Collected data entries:

PR #244, opened 2015-03-12
3.x rely on string keys during validation

RST-J:
This changes the validator to internally always rely on string keys in the given data.
It also adds the option to transform keys and values in passed in data into strings.


RST-J:
Moo, wrong target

PROBLEM STATEMENT
Could you output the lines above, exactly as written, from the one containing "It also adds" through the last, with both ends included and no others?

REPLY TO THE TASK
It also adds the option to transform keys and values in passed in data into strings.


RST-J:
Moo, wrong target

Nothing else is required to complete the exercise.